Cloud AI SDKs enable developers to optimize trained deep learning models for high-performance inference. The SDKs provide workflows to optimize the models for best performance, provides runtime for execution and supports integration with ONNX Runtime and Triton Inference Server for deployment.

Cloud AI SDKs support

  • High performance Generative AI, Natural Language Processing, and Computer Vision models
  • Optimizing performance of the models per application requirements (throughput, accuracy and latency) through various quantization techniques
  • Development of inference applications through support for multiple OS and Docker containers.
  • Deployment of inference applications at scale with support for Triton inference server

Cloud AI SDKs

The Cloud AI SDK consists of the Application (Apps) SDK and Platform SDK.

The Application (Apps) SDK is used to convert models and prepare runtime binaries for Cloud AI platforms. It contains model development tools, a sophisticated parallelizing graph compiler, performance and integration tools, and code samples. Apps SDK is supported on x86-64 Linux-based systems.
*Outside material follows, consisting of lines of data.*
PR #1322, opened 2023-03-03
Auto-merge Dependabot PRs

ppkarwasz:
If the build succeeds, we want to automatically merge Dependabot PRs. Exceptions to the rules should be explicitly written into `dependabot.yml` (i.e. do not close Dependabot PRs, add an exception).

### DIFF
--- a/.github/dependabot.yml
+++ b/.github/dependabot.yml
@@ -19,10 +19,68 @@ updates:
 - package-ecosystem: maven
   directory: "/"
   schedule:
-    interval: monthly
-  open-pull-requests-limit: 50
+    interval: "daily"
+  target-branch: "2.x"
+  ignore:
+    # Jetty 10.x does not have an internal logging API
+    - dependency-name: "org.eclipse.jetty:*"
+      update-types: ["version-update:semver-major"]
+    # EclipseLink 3.x is Jakarta EE 9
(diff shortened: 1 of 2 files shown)


vy:
Great job @ppkarwasz! :100: AFAIK, this setup would run the build workflow twice: the 1st one while verifying the PR, and the 2nd one after merging it. You can avoid this by adding the following block to `build.yml`:

```
on:
  push:
    # Avoid workflow run for _merged_ `dependabot` PRs.
    # They were (hopefully!) already tested in PR-triggered workflow.
    branches-ignore: "dependabot/**"
```

See [my rotating-fos configuration](/rotating-fos/blob/master/.github/workflows/build.yml#L21) for an example.

You can this PR after this change, IMO.

ppkarwasz:
I am not sure if `branches-ignore` is what prevents the double run: I think that the "branch" setting checks the branch that was pushed (`2.x` in our case).

The `GITHUB_TOKEN` used by Github Actions does not trigger workflows according to https://docs.github.com/en/actions/security-guides/automatic-token-authentication, so no `push` event should be generated.

ppkarwasz:
This CI should prove that merging the PR does not cause a second CI run: https://github.com/ppkarwasz/logging-log4j2/pull/310

Issue #1391, opened 2023-03-26
NPE in PluginElementVisitor findNamedNode


azakordonets:
## Description

In PluginElementVisitor -> findNamedNode there's no check whether childType is null or not. Therefore it can throw nullpointer sometimes. 

## Configuration

**Version:** 2.20.0

**Operating system:** Mac OS  13.1

**JDK:** amazon-corretto-11.jdk

```java
if (childType == null) {
     //System.out.println();
}
if (name.equalsIgnoreCase(childType.getElementName()) ||
 this.conversionType.isAssignableFrom(childType.getPluginClass())) {
 // FIXME: check child.getObject() for null?
```
if `childType` is null, then the check won't do anything and nullpointer will be thrown on the next if statement

I have already create [PR](https://github.com/apache/logging-log4j2/pull/1392) to fix this issue

PR #1392, opened 2023-03-26
fix: fix NPE in PluginElementVisitor findNamedNode

azakordonets:
If "childType" is null, then the "if" block just get's skipped and on line 104 nullpointer will be called for `childType.getElement` command. 

This PR fixes the #1391 issue.

### DIFF
--- a/log4j-core/src/main/java/org/apache/logging/log4j/core/config/plugins/visitors/PluginElementVisitor.java
+++ b/log4j-core/src/main/java/org/apache/logging/log4j/core/config/plugins/visitors/PluginElementVisitor.java
@@ -98,13 +98,12 @@ public class PluginElementVisitor extends AbstractPluginVisitor<PluginElement> {
     private Node findNamedNode(final String name, final Iterable<Node> children) {
         for (final Node child : children) {
             final PluginType<?> childType = child.getType();
-            if (childType == null) {
-                //System.out.println();
-            }
-            if (name.equalsIgnoreCase(childType.getElementName()) ||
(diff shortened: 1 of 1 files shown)


jvz:
What do you think about the adjacent "FIXME" comment? Do you think this would fix that, too?

vy:
@azakordonets, thanks so much for the report and the fix! I would appreciate it if you can next time also attach a `src/changelog/.2.x.x/<ticketId>_<description>.xml` entry along your PR.

@jvz, I don't think that FIXME is relevant any more. `visit()` contains `namedNode = findNamedNode(...); ...; return namedNode.getObject()`and its return value is checked against `null` at every call site.

vy:
@azakordonets, if you have a test, I would be happy to merge that too. :heart_eyes:

azakordonets:
Hey @vy , sorry for not including changes into the `changes` file and the test. I saw it in the template, but I have not done that in the past, so I was going to ask for help to whoever would review this. Two questions: 
1. How and in which format should I include changes to `src/changelog/.2.x.x/<ticketId>_<description>.xml` ? Any examples that I could use ? 
2. I wanted to write a test, but I could not find any tests related in that module and I was not sure whether it's on purpose or not. If not, then I will add those somewhere this week

vy:
1. For changelog entry, just clone one of the XML files there. I already added one for you in bb0f38a50ffa12a86cef3db3096efa5351746357.
2. I had the impression you get this NPE from a particular configuration. If so, you can write a test that feeds this configuration and verify the successful bootstrap of the Log4j. (There are plenty of such tests in `log4j-core` for inspiration.)

PR #1404, opened 2023-03-31
Update URL for JDK bug

mernst:
This pull request updates a broken URL.


andrei-ivanov:
Isn't https://bugs.openjdk.org/browse/JDK-4228335 better?

mernst:
> Isn't https://bugs.openjdk.org/browse/JDK-4228335 better?

Yes, that works too.  I have changed the pull request.

vy (changes requested):
Thanks so much for the fix! Mind removing the changelog entry to avoid cluttering the release notes with trivial changes.

ppkarwasz:
@mernst,

This code comes from [Apache Commons Lang](https://github.com/apache/commons-lang/blob/master/src/main/java/org/apache/commons/lang3/time/FastDateParser.java). You should consider posting the correction also there.

mernst:
> Mind removing the changelog entry to avoid cluttering the release notes with trivial changes.

I will do so.

I was following the instructions at https://github.com/apache/logging-log4j2/blob/2.x/.github/pull_request_template.md .  I have opened #1421 to correct those, since they are apparently wrong.

mernst:
> This code comes from [Apache Commons Lang](https://github.com/apache/commons-lang/blob/master/src/main/java/org/apache/commons/lang3/time/FastDateParser.java). You should consider posting the correction also there.

[Done.](https://github.com/apache/commons-lang/pull/1050)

The Platform SDK provides driver support for Cloud AI accelerators, APIs and tools for executing and debugging model binaries, and tools for card health, monitoring and telemetry. Platform SDK consists of a kernel driver, userspace runtime with APIs and language bindings, and card firmware. Platform SDK is supported on x86-64 and ARM64 hosts.

Cloud AI SDK

Installation

The installation guide covers

  • Platforms, operating systems and hypervisors supported and corresponding pre-requisites
  • Cloud AI SDK (Platform and Apps SDK) installation
  • Docker support

Inference Workflow

Inference workflow details the Cloud AI SDK workflow and tool support - from onboarding a pre-trained model to deployment on Cloud AI platforms.

Release Notes

Cloud AI release notes provide developers with new features, limitations and modifications in the Platform and Apps SDKs.

SDK Tools

SDK Tools provides details on usage of the tools in the SDKs used in the Inference workflow as well as card management.

Tutorials

Tutorials, in the form of Jupyter Notebooks walk the developer through the Cloud AI inference workflow as well as the tools used in the process. Tutorials are divided into CV and NLP to provide a better developer experience even though the inference workflows are quite similar.

Model Recipes

Model recipes provide the developer the most performant and efficient way to run some of the popular models across categories. The recipe starts with the public model. The model is then exported to ONNX, some patches are applied if required, compiled and executed for best performance. Developers can use the recipe to integrate the compiled binary into their inference application.

Sample Code

Sample code helps developers get familiar with the usage of Python and C++ APIs for inferencing on Cloud AI platforms.

System Management

System Management details management for Cloud AI Platforms.

Architecture

Architecture provides insights into the architecture of Cloud AI SoC and AI compute cores.